■ Activity: Write out the data exactly from its first line onward, ending with the line in which "bag is enabled" appears.

*** Opening of Data to process ***

PR #3453, opened 2023-05-31
feat(dpg): support property bag for protocol methods from swagger-based definition

### LINKED ISSUE #3428: Add a option to enable options bag for some methods
In swagger we won't have the client.tsp capabilities and since we don't want an automatic decision to convert to options bag based on threshold, so we will add a configuration to configure which methods will apply options bag.

archerzz:
# Description
- add autorest configuration property `group-parametes-method-list` which is a list of operation IDs which will have property bag in the generated protocol methods
- add property `InputOperation.GroupParameters` to indicate whether an input operation should have property bag in the generated protocol method
- refactor existing property bag codes, and add new `LowLevelPropertyBag`
- update logic to generate codes to invoke rest client methods, now property bag expansion is supported
  - make `Paramter.IsPropertyBag = true` for parameters of rest client methods when property bag is enabled
  - when generating the parameters to pass to rest client methdos, then we will generate codes to expand property bag and refer to the corresponding property- add input mode types `Azure.Core.RequestContent` and `Azure.Core.RequestContentNullable` into `TypeFactory` so that `RequestContent` can be a property of generated property bag model
- update sample generation codes to support property bag
- add test cases

resolve #3428

# Checklist

# Ready to Land?


src/AutoRest.CSharp/Common/Generation/Types/TypeFactory.cs
```diff
@@ -41,6 +41,8 @@ public TypeFactory(OutputLibrary library)
             InputEnumType enumType             => _library.ResolveEnum(enumType).WithNullable(inputType.IsNullable),
             // TODO -- this is a temporary solution until we refactored the type replacement to use input types instead of code model schemas
             InputModelType { Namespace: "Azure.Core.Foundations", Name: "Error" } => SystemObjectType.Create(AzureResponseErrorType, AzureResponseErrorType.Namespace!, null).Type,
+            InputModelType { Namespace: "Azure.Core", Name: "RequestContent" } => KnownParameters.RequestContent.Type,
+            InputModelType { Namespace: "Azure.Core", Name: "RequestContentNullable" } => KnownParameters.RequestContentNullable.Type,
```
ArcturusZhang, line 45: Maybe we could simplify?
```suggestion
            InputModelType { Namespace: "Azure.Core", Name: "RequestContent" or "RequestContentNullable" } => typeof(RequestContent),
```
since the two types here actually are identical

src/AutoRest.CSharp/Common/Generation/Writers/FormattableStringHelpers.cs
```diff
@@ -66,6 +66,9 @@ public static FormattableString GetIdentifiersFormattable(this IEnumerable<strin
                 _ => FormattableStringFactory.Create(GetNamesForMethodCallFormat(count, 'I'), identifiers.ToArray<object>())
             };
 
+        public static FormattableString GetParameterReferenceExpressions(this IReadOnlyCollection<Parameter> parameters)
+            => GetIdentifiersFormattable(parameters.Select(p => p.IsPropertyBag ? $"options.{p.Name.FirstCharToUpperCase()}" : p.Name), parameters.Count);
```
ArcturusZhang, line 70: since we get the name of our parameters by calling `ToVariableName`, we should not just simply call FirstCharToUpperCase, because `ToVariableName` might do something more especially we are in a common place not specific to DPG.
Could we change this to `ToCleanName` instead? This is opposite operation to `ToVariableName` I believe.

src/AutoRest.CSharp/Common/Input/InputTypes/InputOperation.cs
```diff
@@ -27,7 +27,8 @@ internal record InputOperation(
     OperationLongRunning? LongRunning,
     OperationPaging? Paging,
     bool GenerateProtocolMethod,
-    bool GenerateConvenienceMethod)
+    bool GenerateConvenienceMethod,
+    bool GroupParameters)
```
ArcturusZhang, line 31: Should we change this to something else? We already have another thing called `Grouped` or something. This might introduce ambiguity.

src/AutoRest.CSharp/Common/Output/Models/RestClientBuilder.cs
```diff
@@ -86,7 +86,7 @@ public static RestClientMethod BuildRequestMethod(InputOperation operation, Para
                 BuilderHelpers.EscapeXmlDescription(operation.Description),
                 responseType,
                 request,
-                parameters,
+                (operation.GroupParameters ? parameters.Select(p => (p != KnownParameters.WaitForCompletion && p != KnownParameters.RequestContext) ? p with { IsPropertyBag = true } : p ).ToArray() : parameters),
```
ArcturusZhang, line 89: We could reomve the outside parathesis
BTW could we add some comments explaining what this line is doing?

src/AutoRest.CSharp/Common/Output/Models/Types/ModelTypeProviderFields.cs
```diff
@@ -205,7 +205,12 @@ private static (CSharpType PropertyType, CSharpType ValueType) GetPropertyDefaul
             }
 
             var valueType = propertyType;
-            if (propertyType.IsValueType && !property.IsRequired)
+            if (propertyType.IsValueType &&
+                !property.IsRequired &&
+                !isPropertyBag) // For property bag properties, we keep the original type nullability, because in method parameters, we have two types of optional parameters
+                // "int a = 1, in? b = 3", if we will transform all optional parameters as model nullable properties, then there will be compilation error in the property bag
+                // expansion logic, e.g. "Foo(options.A)" won't match "Foo(int a = 1)", since "options.A" is of type int?
+                // Another way to resolve this issue is to change the expansion expression like "Foo(options.A ?? 1)", which is urgly.
```
ArcturusZhang, line 213: well I believe the reason here could be simplified:
We have to add nullable to the type when we are building the properties, because the "nullibility via optionality" has not been considered.
But when we are in an options bag, this "nullibility via optionality" has been done by the request builder or operation builder, therefore we should do that again here.

src/AutoRest.CSharp/Common/Generation/Types/TypeFactory.cs
archerzz: I tend to keep the current logic, because `GetType()` is widely used and we don't know whether this simplification will be right in the future.

src/AutoRest.CSharp/Common/Generation/Writers/FormattableStringHelpers.cs
archerzz: Changed to `ToCleanName`

src/AutoRest.CSharp/Common/Output/Models/RestClientBuilder.cs
archerzz: added some comments

src/AutoRest.CSharp/Common/Output/Models/Types/ModelTypeProviderFields.cs
archerzz: Updated comments

src/AutoRest.CSharp/Common/Input/InputTypes/InputOperation.cs
archerzz: Changed to `HasPropertyBag`

archerzz:
We've decided to pause this work.

PR #3458, opened 2023-06-02
[typespec-csharp] Float TypeSpec dependencies and move to peerDeps

mikeharder:
- Related to Azure/azure-sdk-for-net#37162, but these should be mergable in either order

## To Do
- Update scripts which test emitter in net repo to pin typespec packages


src/CADL.Extension/Emitter.Csharp/package.json
```diff
@@ -34,6 +34,26 @@
...
         "dist/src/**"
     ],
+    "dependencies": {
+        "@autorest/csharp": "3.0.0-beta.20230309.1",
+        "fs-extra": "^10.1.0",
+        "js-yaml": "^4.1.0",
+        "json-serialize-refs": "^0.1.0-0",
+        "winston": "^3.8.2"
+    },
+    "peerDependencies": {
```
mikeharder, line 44: Should any of these packages be `dependencies` instead of `peerDependencies`?  The biggest difference is `peerDependencies` prevents multiple versions of a dependency being loaded side-by-side if downstream packages request incompatible ranges.  So any package we want to prevent being loaded side-by-side should be a `peerDependency`.

src/CADL.Extension/Emitter.Csharp/package.json
```diff
@@ -34,6 +34,26 @@
...
+        "@azure-tools/typespec-autorest": ">=0.30.0 <1.0.0",
+        "@azure-tools/typespec-azure-core": ">=0.30.0 <1.0.0",
+        "@azure-tools/typespec-client-generator-core": ">=0.30.0 <1.0.0",
+        "@typespec/compiler": ">=0.44.0 <1.0.0",
+        "@typespec/eslint-config-typespec": ">=0.7.0 <1.0.0",
+        "@typespec/eslint-plugin": ">=0.44.0 <1.0.0",
```
timotheeguerin, line 50: those 2 should be a `devDependency`

src/CADL.Extension/Emitter.Csharp/package.json
```diff
@@ -34,6 +34,26 @@
...
+        "@typespec/http": ">=0.44.0 <1.0.0",
+        "@typespec/library-linter": ">=0.44.0 <1.0.0",
```
timotheeguerin, line 52: devDependency too

src/CADL.Extension/Emitter.Csharp/package.json
```diff
@@ -34,7 +34,27 @@
     "files": [
         "dist/src/**"
     ],
+    "dependencies": {
+        "@autorest/csharp": "3.0.0-beta.20230309.1",
+        "fs-extra": "^10.1.0",
+        "js-yaml": "^4.1.0",
+        "json-serialize-refs": "^0.1.0-0",
+        "winston": "^3.8.2"
```
timotheeguerin, line 42: this one might be good to remove/understand why we need it. Typespec comes with a tracing engine that will be configurable by the user https://microsoft.github.io/typespec/introduction/configuration/tracing

src/CADL.Extension/Emitter.Csharp/package.json
```diff
@@ -34,7 +34,27 @@
...
+    },
+    "peerDependencies": {
+        "@azure-tools/typespec-autorest": ">=0.30.0 <1.0.0",
```
timotheeguerin, line 45: autorest should also not be a dependency, maybe a devDependency if you are using it in testing/regression tests

src/CADL.Extension/Emitter.Csharp/package.json
```diff
@@ -34,7 +34,27 @@
...
+        "@azure-tools/typespec-azure-core": ">=0.30.0 <1.0.0",
+        "@azure-tools/typespec-client-generator-core": ">=0.30.0 <1.0.0",
+        "@typespec/compiler": ">=0.44.0 <1.0.0",
+        "@typespec/http": ">=0.44.0 <1.0.0",
+        "@typespec/openapi": ">=0.44.0 <1.0.0",
```
timotheeguerin, line 50: same of openapi as for autorest

timotheeguerin:
left some more comments on dependencies that should maybe not be here or be as dev but depending on the current state of use that might need a bigger change that just moving them around

src/CADL.Extension/Emitter.Csharp/package.json
```diff
@@ -34,7 +34,27 @@
     "files": [
         "dist/src/**"
     ],
+    "dependencies": {
+        "@autorest/csharp": "3.0.0-beta.20230309.1",
+        "fs-extra": "^10.1.0",
+        "js-yaml": "^4.1.0",
+        "json-serialize-refs": "^0.1.0-0",
```
mikeharder, line 41: This package is not very widely used (we are the only dependents according to npmjs), and is a pre-release version. We try to avoid such dependencies in our GA packages.

Tracking: https://github.com/Azure/autorest.csharp/issues/3459

src/CADL.Extension/Emitter.Csharp/package.json
mikeharder: Tracked by https://github.com/Azure/autorest.csharp/issues/3462

src/CADL.Extension/Emitter.Csharp/package.json
mikeharder: @m-nash: What do you think?

src/CADL.Extension/Emitter.Csharp/package.json
mikeharder: @m-nash: What do you think?

m-nash:
Kicked off the regen PR to validate in the lang repo.  Where does the pinning happen to make sure that we have repeatability?

src/CADL.Extension/Emitter.Csharp/package.json
m-nash: Our library has no need for this dependency but at some point in time it was required for some reason.  If you can remove it without breaking anything I would say lets do that.

src/CADL.Extension/Emitter.Csharp/package.json
m-nash: Our library has no need for this dependency but at some point in time it was required for some reason.  If you can remove it without breaking anything I would say lets do that.

mikeharder: Removed

src/CADL.Extension/Emitter.Csharp/package.json
mikeharder: Removed in https://github.com/Azure/autorest.csharp/pull/3491

src/TypeSpec.Extension/Emitter.Csharp/package.json
```diff
@@ -34,7 +34,31 @@
...
+        "@azure-tools/typespec-client-generator-core": ">=0.31.0 <1.0.0",
+        "@typespec/compiler": ">=0.45.0 <1.0.0",
+        "@typespec/http": ">=0.45.0 <1.0.0",
+        "@typespec/rest": ">=0.45.0 <1.0.0",
+        "@typespec/versioning": ">=0.45.0 <1.0.0"
+    },
     "devDependencies": {
+        "@azure-tools/typespec-azure-core": "0.31.0",
+        "@azure-tools/typespec-client-generator-core": "0.31.0",
+        "@typespec/compiler": "0.45.0",
```
m-nash, line 55: should this pr include a package-lock.json at the root level to pin all these dev dependencies?

mikeharder: Good point.  I updated the `package-lock.json` that already exists in the repo root, and verified that it uses the version of `@typespec/compiler` listed in `devDependencies` (`0.45.0`), rather than `latest` (`0.45.2`).  So we shouldn't need to duplicate the `@typespec` and `@azure-tools` packages in the root `package.json`.

PR #3874, opened 2023-10-27
refactor `CreateResourceIdentifier` method in MPG

ArcturusZhang:
# Description

This PR refactors the code to use expressions to write the `CreateResourceIdentifier` method.
To do this, a `FormattableStringExpression` is introduced, using this new expression you could just use a `FormattableString` instance built from other expressions and it will just turns out to be the way you constructed it
```csharp
var writer = new CodeWriter();
var a = new VariableReference(typeof(bool), "a");
var b = new VariableReference(typeof(bool), "b");
var expression = And(a, b);
writer.WriteValueExpression(new FormattableStringExpression("the result is {0}", new[] {expression}));
// this will write:
// $"the result is {a && b}"
```

One side effect of this change is that now the `CreateResourceIdentifier` method will have some extra parameter documentation.

# Checklist

# Ready to Land?

### DIFF
--- a/src/AutoRest.CSharp/Common/Generation/Writers/CodeWriterExtensions.Methods.cs
+++ b/src/AutoRest.CSharp/Common/Generation/Writers/CodeWriterExtensions.Methods.cs
@@ -10,6 +10,7 @@ using AutoRest.CSharp.Common.Output.Expressions.Statements;
 using AutoRest.CSharp.Common.Output.Expressions.ValueExpressions;
 using AutoRest.CSharp.Common.Output.Models;
 using AutoRest.CSharp.Generation.Types;
+using AutoRest.CSharp.Utilities;
 using Azure.ResourceManager.Models;
 using SwitchExpression = AutoRest.CSharp.Common.Output.Expressions.ValueExpressions.SwitchExpression;
 
@@ -590,6 +591,27 @@ namespace AutoRest.CSharp.Generation.Writers
                     break;
                 case StringLiteralExpression(var literal, false):
                     writer.Literal(literal);
+                    break;
+                case FormattableStringExpression(var formattable):
+                    writer.AppendRaw("$\"");
+                    var argumentCount = 0;
+                    foreach ((var span, bool isLiteral) in StringExtensions.GetPathParts(formattable.Format))
+                    {
+                        if (isLiteral)
+                        {
+                            writer.AppendRaw(span.ToString());
+                            continue;
+                        }
+
+                        var arg = formattable.GetArgument(argumentCount);
+                        argumentCount++;
+                        // append the argument. The argument must be something assignable to ValueExpression here
+                        var a = (ValueExpression)arg!;
+                        writer.AppendRaw("{");
+                        writer.WriteValueExpression(a);
+                        writer.AppendRaw("}");
+                    }
+                    writer.AppendRaw("\"");
                     break;
             }
 
--- a/src/AutoRest.CSharp/Common/Generation/Writers/CodeWriterExtensions.Methods.cs
+++ b/src/AutoRest.CSharp/Common/Generation/Writers/CodeWriterExtensions.Methods.cs
@@ -592,10 +592,10 @@ namespace AutoRest.CSharp.Generation.Writers
                 case StringLiteralExpression(var literal, false):
                     writer.Literal(literal);
                     break;
-                case FormattableStringExpression(var formattable):
+                case FormattableStringExpression(var format, var args):
                     writer.AppendRaw("$\"");
                     var argumentCount = 0;
-                    foreach ((var span, bool isLiteral) in StringExtensions.GetPathParts(formattable.Format))
+                    foreach ((var span, bool isLiteral) in StringExtensions.GetPathParts(format))
                     {
                         if (isLiteral)
                         {
@@ -603,12 +603,11 @@ namespace AutoRest.CSharp.Generation.Writers
                             continue;
                         }
 
-                        var arg = formattable.GetArgument(argumentCount);
+                        var arg = args[argumentCount];
                         argumentCount++;
-                        // append the argument. The argument must be something assignable to ValueExpression here
-                        var a = (ValueExpression)arg!;
+                        // append the argument
                         writer.AppendRaw("{");
-                        writer.WriteValueExpression(a);
+                        writer.WriteValueExpression(arg);
                         writer.AppendRaw("}");
                     }
                     writer.AppendRaw("\"");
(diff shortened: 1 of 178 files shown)


src/AutoRest.CSharp/Common/Generation/Writers/CodeWriterExtensions.Methods.cs
```diff
@@ -591,6 +592,27 @@ public static void WriteValueExpression(this CodeWriter writer, ValueExpression
...
+                    var argumentCount = 0;
+                    foreach ((var span, bool isLiteral) in StringExtensions.GetPathParts(formattable.Format))
+                    {
+                        if (isLiteral)
+                        {
+                            writer.AppendRaw(span.ToString());
+                            continue;
+                        }
+
+                        var arg = formattable.GetArgument(argumentCount);
```
AlexanderSher, line 606: This assumes that numbers in format are sequential, e.g.: `$"/subscriptions/{0}/resourceGroups/{1}/providers/Microsoft.Compute/exactMatchModel1s/{2}"`
Not sure if that is critical or not.

src/AutoRest.CSharp/Mgmt/Output/Resource.cs
```diff
@@ -451,31 +458,64 @@ protected virtual FormattableString CreateDescription()
...
-        private static Type? ToFormatTypeByName(string? name) => name switch
-        {
-            "location" => typeof(AzureLocation),
-            _ => null
-        };
+        private static CSharpType GetReferenceType(Reference reference)
+            => reference.Name switch
+            {
+                "location" when reference.Type.EqualsIgnoreNullable(typeof(string)) => typeof(AzureLocation),
+                _ => reference.Type
```
AlexanderSher, line 465: Do we really expect any type here, or those are limited to strings?

src/AutoRest.CSharp/Common/Generation/Writers/CodeWriterExtensions.Methods.cs
ArcturusZhang: Would it be sequential part of the rule when the formattable string is built?
For instance, `$"{foo}{bar}"` should be built into something like `string.Format("{0}{1}", foo, bar)`
Since this is happening internally, there is really no point that it could happen not in a sequence

src/AutoRest.CSharp/Mgmt/Output/Resource.cs
ArcturusZhang: Well the old code is matching parameter called "location" with any type.
But since these are path parameters, there is really a very limited set of types it could choose from  - integers and strings basically.
It works perfectly fine if I remove the constraint but I just think that AzureLocation, this type by design only takes in a `string` as input, therefore I added the constraint.

src/AutoRest.CSharp/Common/Generation/Writers/CodeWriterExtensions.Methods.cs
ArcturusZhang: Or do you think that it is only reasonable the `FormattableStringExpression` should define like this:
```csharp
public record FormattableStringExpression(string Format, param ValueExpression[] args) : ValueExpression
```
the format here is just a string containing `{0}` like `some{0}else{1}`
and we might need to do some validation such as validating the number of `{x}` should be the same as the args
This could avoid the case that we might be passing in a arbitrary FormattableString into this expression with non-expression arguments (such as real string values) and we could only get the error when we write it.

src/AutoRest.CSharp/Common/Output/Expressions/Snippets.New.cs
```diff
@@ -50,7 +50,7 @@ public static RequestContextExpression RequestContext(CancellationTokenExpressio
 
             public static ValueExpression RequestFailedException(BaseResponseExpression response) => Instance(Configuration.ApiTypes.RequestFailedExceptionType, response);
 
-            public static ResourceIdentifierExpression ResourceIdentifier(ValueExpression resourceData) => new(Instance(typeof(ResourceIdentifier), new MemberExpression(resourceData, "Id")));
+            public static ResourceIdentifierExpression ResourceIdentifier(ValueExpression id) => new(Instance(typeof(ResourceIdentifier), id));
```
ArcturusZhang, line 53: This method is only used in a scenario of xml serialization to serialize the ID in resource data that we are meant to create an expression of `new ResourceIdentifier(idString)`, the previous implemenation is wrong and misleading

ArcturusZhang: Here we could just make it simply since it is only calling the ctor of resource identifier

src/AutoRest.CSharp/Mgmt/AutoRest/MgmtConfiguration.cs
```diff
@@ -46,7 +46,7 @@ public class MgmtDebugConfiguration
                 SkipCodeGen = Configuration.DeserializeBoolean(skipCodeGen, false);
                 GenerateReport = Configuration.DeserializeBoolean(generateReport, true);
                 ReportOnly = Configuration.DeserializeBoolean(reportOnly, false);
-                ReportFormat = reportFormat?.GetString() ?? "yaml";
+                ReportFormat = Configuration.IsValidJsonElement(reportFormat) ? reportFormat?.GetString() ?? "yaml" : "yaml";
```
archerzz, line 49: Shall we throw an exception if the format is invalid?

archerzz (approved):

ArthurMa1978 (approved):

src/AutoRest.CSharp/Mgmt/AutoRest/MgmtConfiguration.cs
ArcturusZhang: I do not think so - this is not a code gen related feature, it is only generating the reports. Not everyone is using it therefore making it throw any exception does not make sense.
BTW here IsValidJsonElement is not checking if the format is invalid as it is implied. It is checking if the kind of this element is null or invalid, this is not always caused by an invalid input. When omitting the format, we will get a `default` JsonElement for this thing, and default always has a `invalid` kind

src/AutoRest.CSharp/Common/Generation/Writers/CodeWriterExtensions.Methods.cs
ArcturusZhang: I changed the signature of FormattableStringExpression to the "format and args" way. There is a validation running on in debug mode.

*** Close of Data to process ***

■ Reply to the task:
PR #3453, opened 2023-05-31
feat(dpg): support property bag for protocol methods from swagger-based definition

### LINKED ISSUE #3428: Add a option to enable options bag for some methods
In swagger we won't have the client.tsp capabilities and since we don't want an automatic decision to convert to options bag based on threshold, so we will add a configuration to configure which methods will apply options bag.

archerzz:
# Description
- add autorest configuration property `group-parametes-method-list` which is a list of operation IDs which will have property bag in the generated protocol methods
- add property `InputOperation.GroupParameters` to indicate whether an input operation should have property bag in the generated protocol method
- refactor existing property bag codes, and add new `LowLevelPropertyBag`
- update logic to generate codes to invoke rest client methods, now property bag expansion is supported
  - make `Paramter.IsPropertyBag = true` for parameters of rest client methods when property bag is enabled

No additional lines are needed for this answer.